**TASK DESCRIPTION**
Copy out each line of the entries below in which the string "support" appears.

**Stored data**
*** Block opens ***
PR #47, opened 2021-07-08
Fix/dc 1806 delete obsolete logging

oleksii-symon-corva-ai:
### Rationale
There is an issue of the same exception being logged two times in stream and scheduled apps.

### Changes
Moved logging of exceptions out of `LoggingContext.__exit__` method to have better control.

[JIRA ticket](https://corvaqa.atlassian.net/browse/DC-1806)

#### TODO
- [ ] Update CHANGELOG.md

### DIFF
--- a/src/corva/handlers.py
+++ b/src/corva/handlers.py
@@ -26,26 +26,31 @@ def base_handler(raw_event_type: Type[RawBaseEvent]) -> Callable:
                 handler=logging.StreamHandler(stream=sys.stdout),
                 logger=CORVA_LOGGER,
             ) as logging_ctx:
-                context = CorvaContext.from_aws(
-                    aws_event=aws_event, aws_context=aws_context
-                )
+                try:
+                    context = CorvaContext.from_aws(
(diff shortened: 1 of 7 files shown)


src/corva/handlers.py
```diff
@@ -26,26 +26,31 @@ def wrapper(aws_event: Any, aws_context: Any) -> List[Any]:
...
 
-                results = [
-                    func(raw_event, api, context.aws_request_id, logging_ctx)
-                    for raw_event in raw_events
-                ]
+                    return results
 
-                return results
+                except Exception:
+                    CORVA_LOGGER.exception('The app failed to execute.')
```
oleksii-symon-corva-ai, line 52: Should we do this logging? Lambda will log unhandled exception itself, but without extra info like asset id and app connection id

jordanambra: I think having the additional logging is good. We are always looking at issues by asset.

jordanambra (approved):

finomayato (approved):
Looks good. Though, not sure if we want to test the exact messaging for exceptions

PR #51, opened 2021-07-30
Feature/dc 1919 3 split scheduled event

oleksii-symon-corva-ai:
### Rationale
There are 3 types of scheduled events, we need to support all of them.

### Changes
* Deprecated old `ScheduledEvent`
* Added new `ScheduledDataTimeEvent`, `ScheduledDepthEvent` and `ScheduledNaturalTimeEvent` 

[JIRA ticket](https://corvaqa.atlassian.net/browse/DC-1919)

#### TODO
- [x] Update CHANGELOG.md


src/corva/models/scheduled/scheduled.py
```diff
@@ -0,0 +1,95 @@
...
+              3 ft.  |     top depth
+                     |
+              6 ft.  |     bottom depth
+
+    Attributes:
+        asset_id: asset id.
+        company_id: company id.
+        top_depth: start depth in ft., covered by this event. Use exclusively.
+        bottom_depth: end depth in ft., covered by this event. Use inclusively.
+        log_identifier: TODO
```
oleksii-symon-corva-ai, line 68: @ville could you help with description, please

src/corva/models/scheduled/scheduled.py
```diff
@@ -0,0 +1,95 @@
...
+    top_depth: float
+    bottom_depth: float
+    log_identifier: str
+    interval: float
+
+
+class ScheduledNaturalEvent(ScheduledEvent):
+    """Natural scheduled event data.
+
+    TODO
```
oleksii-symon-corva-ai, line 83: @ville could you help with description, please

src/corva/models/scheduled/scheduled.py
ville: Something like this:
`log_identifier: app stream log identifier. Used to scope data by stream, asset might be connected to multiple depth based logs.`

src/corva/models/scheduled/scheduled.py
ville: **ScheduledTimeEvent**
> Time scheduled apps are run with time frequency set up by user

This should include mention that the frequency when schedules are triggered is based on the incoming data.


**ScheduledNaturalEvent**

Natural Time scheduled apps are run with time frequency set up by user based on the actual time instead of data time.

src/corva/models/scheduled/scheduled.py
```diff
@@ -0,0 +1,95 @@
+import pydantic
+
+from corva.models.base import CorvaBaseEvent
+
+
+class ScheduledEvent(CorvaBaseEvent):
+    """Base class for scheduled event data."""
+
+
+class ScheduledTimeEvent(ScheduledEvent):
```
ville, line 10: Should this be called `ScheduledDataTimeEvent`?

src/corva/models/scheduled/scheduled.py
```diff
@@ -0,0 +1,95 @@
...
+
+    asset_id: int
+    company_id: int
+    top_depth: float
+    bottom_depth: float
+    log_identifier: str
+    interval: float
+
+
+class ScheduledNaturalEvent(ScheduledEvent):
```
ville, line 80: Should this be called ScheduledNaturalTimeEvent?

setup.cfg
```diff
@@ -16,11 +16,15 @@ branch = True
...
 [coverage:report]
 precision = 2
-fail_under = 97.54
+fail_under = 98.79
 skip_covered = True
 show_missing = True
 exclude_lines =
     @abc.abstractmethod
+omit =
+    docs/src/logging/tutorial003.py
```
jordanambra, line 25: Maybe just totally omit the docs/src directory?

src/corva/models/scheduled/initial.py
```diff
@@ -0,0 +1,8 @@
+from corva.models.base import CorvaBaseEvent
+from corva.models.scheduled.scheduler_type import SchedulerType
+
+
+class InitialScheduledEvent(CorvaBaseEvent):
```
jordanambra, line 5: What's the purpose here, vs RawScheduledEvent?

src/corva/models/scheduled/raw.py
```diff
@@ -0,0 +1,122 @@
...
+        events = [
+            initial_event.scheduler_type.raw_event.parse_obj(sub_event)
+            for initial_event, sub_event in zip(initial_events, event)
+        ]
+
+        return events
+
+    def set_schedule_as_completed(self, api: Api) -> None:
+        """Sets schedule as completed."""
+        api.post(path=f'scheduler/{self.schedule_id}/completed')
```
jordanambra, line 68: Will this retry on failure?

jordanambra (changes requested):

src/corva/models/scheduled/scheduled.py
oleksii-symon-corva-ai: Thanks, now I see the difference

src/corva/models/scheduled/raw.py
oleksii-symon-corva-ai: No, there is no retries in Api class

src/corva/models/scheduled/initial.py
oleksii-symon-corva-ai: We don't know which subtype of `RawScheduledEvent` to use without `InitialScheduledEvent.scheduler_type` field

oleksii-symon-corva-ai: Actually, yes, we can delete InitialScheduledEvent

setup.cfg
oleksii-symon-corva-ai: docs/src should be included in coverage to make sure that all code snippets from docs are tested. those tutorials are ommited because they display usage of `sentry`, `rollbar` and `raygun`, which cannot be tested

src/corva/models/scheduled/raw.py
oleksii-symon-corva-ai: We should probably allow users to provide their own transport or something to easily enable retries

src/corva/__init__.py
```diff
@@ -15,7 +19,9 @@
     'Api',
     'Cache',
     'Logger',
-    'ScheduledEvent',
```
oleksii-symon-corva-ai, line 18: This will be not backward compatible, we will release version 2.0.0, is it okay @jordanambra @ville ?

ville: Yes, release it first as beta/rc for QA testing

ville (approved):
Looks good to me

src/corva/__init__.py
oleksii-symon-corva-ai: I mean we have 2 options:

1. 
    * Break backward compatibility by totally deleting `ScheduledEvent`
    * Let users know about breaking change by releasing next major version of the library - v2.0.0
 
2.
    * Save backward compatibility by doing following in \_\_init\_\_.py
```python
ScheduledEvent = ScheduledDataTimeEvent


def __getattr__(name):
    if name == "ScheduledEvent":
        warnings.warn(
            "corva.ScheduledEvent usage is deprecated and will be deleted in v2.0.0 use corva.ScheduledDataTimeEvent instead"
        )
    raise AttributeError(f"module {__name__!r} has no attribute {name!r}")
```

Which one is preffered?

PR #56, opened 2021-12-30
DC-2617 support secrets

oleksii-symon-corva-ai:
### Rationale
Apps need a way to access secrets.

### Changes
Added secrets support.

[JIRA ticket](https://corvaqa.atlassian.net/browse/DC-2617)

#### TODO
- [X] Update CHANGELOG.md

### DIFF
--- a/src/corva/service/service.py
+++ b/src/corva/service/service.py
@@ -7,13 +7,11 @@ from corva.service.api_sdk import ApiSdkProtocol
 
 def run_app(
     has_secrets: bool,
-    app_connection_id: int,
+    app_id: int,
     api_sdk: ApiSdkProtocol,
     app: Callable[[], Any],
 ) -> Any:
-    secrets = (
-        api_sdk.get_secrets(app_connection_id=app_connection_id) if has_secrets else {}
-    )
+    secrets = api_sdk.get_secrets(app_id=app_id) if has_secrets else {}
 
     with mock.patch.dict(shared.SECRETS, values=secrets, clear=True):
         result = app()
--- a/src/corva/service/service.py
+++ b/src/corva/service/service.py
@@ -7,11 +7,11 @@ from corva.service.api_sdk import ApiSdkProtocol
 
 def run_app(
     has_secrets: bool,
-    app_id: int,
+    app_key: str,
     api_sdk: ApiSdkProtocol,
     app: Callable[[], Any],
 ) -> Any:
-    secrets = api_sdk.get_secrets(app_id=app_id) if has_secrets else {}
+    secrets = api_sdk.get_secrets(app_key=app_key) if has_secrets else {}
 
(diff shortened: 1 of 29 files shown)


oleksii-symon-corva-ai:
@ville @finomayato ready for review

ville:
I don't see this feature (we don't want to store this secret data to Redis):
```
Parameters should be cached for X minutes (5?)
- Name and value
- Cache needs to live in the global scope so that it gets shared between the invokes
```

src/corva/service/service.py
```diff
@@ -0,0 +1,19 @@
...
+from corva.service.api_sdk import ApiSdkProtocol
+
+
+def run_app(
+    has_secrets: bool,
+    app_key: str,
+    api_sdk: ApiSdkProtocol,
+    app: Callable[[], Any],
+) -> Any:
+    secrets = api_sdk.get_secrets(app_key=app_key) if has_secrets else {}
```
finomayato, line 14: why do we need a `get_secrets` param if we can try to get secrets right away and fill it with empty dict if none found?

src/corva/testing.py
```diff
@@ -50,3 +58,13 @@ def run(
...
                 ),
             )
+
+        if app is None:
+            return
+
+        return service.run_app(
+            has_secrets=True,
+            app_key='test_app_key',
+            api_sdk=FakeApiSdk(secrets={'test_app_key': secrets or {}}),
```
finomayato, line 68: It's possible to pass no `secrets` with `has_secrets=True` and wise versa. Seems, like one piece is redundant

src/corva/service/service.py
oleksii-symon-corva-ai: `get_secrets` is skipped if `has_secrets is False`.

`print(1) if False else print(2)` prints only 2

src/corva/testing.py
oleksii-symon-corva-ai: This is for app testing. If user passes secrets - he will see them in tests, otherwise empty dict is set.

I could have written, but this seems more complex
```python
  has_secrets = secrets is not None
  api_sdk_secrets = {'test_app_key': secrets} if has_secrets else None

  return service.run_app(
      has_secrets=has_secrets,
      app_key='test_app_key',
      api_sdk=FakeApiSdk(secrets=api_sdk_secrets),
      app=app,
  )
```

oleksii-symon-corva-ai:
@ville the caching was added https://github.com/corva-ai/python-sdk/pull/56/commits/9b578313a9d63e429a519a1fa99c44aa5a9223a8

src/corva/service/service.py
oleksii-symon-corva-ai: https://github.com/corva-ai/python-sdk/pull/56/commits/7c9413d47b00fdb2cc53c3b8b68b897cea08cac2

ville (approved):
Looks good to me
*** Block closes ***
**FINISHED EXERCISE**
There are 3 types of scheduled events, we need to support all of them.
DC-2617 support secrets
Added secrets support.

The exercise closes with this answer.